++++ AVAILABLE DATA ++++
PR #2843, opened 2023-10-06
helm: Add support for HorizontalPodAutoscaller on router

Lunik:
## Description

This PR add new options in the Helm chart values allowing to deploy and HorizontalPodAutoscaler for the `router` component.

This is basically the implementation of this part of the doc : https://fission.io/docs/installation/advanced-setup/#create-hpa-for-router-service

By default, nothing change for the user.

User can select the Kubernetes autoscaling `apiVersion` allowing support for user with cluster version under v1.23. By default the `autoscalingApiVersion` used is `autoscaling/v2` (support v1.23+ and required in v1.26+).
The `router.autoscaling.metrics` handle the full metrics structure regardless of the `apiVersion`.

I have placed the value `autoscalingApiVersion` at the root allowing a reuse if we want to add autoscaling to other components of Fission in the futur.

Didn't find any

## Testing

- Deploying the plateform without setting any values => same as before
- Deploying the plateform with `autoscaling.enabled=true`
```
kubectl get hpa

NAME     REFERENCE           TARGETS         MINPODS   MAXPODS   REPLICAS   AGE
router   Deployment/router   <unknown>/80%   1         10        2          9m14s
```

## Checklist:

- - -
This change is [Reviewable](https://reviewable.io/reviews/fission/fission/2843)

### DIFF
--- a/charts/fission-all/templates/router/deployment.yaml
+++ b/charts/fission-all/templates/router/deployment.yaml
@@ -11,7 +11,7 @@ metadata:
     svc: router
     application: fission-router
 spec:
-{{- if not .Values.router.deployAsDaemonSet }}
+{{- if and (not .Values.router.deployAsDaemonSet) (not .Values.router.autoscaling.enabled) }}
   replicas: {{ .Values.router.replicas | default 1 }}
 {{- end }}
   selector:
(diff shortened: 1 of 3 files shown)


sanketsudake:
Thanks for this contribution — it was the right idea. Router autoscaling has since landed in main via #3416: the chart now has an opt-in `router.autoscaling` block that renders `templates/router/hpa.yaml` (autoscaling/v2), plus a mutually-exclusive KEDA ScaledObject option. Since main covers this use case, I'm closing the PR. Sorry it sat so long, and thanks for pushing the feature forward.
++++
Give back every line of the data above exactly as written.

> **EXPECTED ANSWER**:
PR #2843, opened 2023-10-06
helm: Add support for HorizontalPodAutoscaller on router

Lunik:
## Description

This PR add new options in the Helm chart values allowing to deploy and HorizontalPodAutoscaler for the `router` component.

This is basically the implementation of this part of the doc : https://fission.io/docs/installation/advanced-setup/#create-hpa-for-router-service

By default, nothing change for the user.

User can select the Kubernetes autoscaling `apiVersion` allowing support for user with cluster version under v1.23. By default the `autoscalingApiVersion` used is `autoscaling/v2` (support v1.23+ and required in v1.26+).
The `router.autoscaling.metrics` handle the full metrics structure regardless of the `apiVersion`.

I have placed the value `autoscalingApiVersion` at the root allowing a reuse if we want to add autoscaling to other components of Fission in the futur.

Didn't find any

## Testing

- Deploying the plateform without setting any values => same as before
- Deploying the plateform with `autoscaling.enabled=true`
```
kubectl get hpa

NAME     REFERENCE           TARGETS         MINPODS   MAXPODS   REPLICAS   AGE
router   Deployment/router   <unknown>/80%   1         10        2          9m14s
```

## Checklist:

- - -
This change is [Reviewable](https://reviewable.io/reviews/fission/fission/2843)

### DIFF
--- a/charts/fission-all/templates/router/deployment.yaml
+++ b/charts/fission-all/templates/router/deployment.yaml
@@ -11,7 +11,7 @@ metadata:
     svc: router
     application: fission-router
 spec:
-{{- if not .Values.router.deployAsDaemonSet }}
+{{- if and (not .Values.router.deployAsDaemonSet) (not .Values.router.autoscaling.enabled) }}
   replicas: {{ .Values.router.replicas | default 1 }}
 {{- end }}
   selector:
(diff shortened: 1 of 3 files shown)


sanketsudake:
Thanks for this contribution — it was the right idea. Router autoscaling has since landed in main via #3416: the chart now has an opt-in `router.autoscaling` block that renders `templates/router/hpa.yaml` (autoscaling/v2), plus a mutually-exclusive KEDA ScaledObject option. Since main covers this use case, I'm closing the PR. Sorry it sat so long, and thanks for pushing the feature forward.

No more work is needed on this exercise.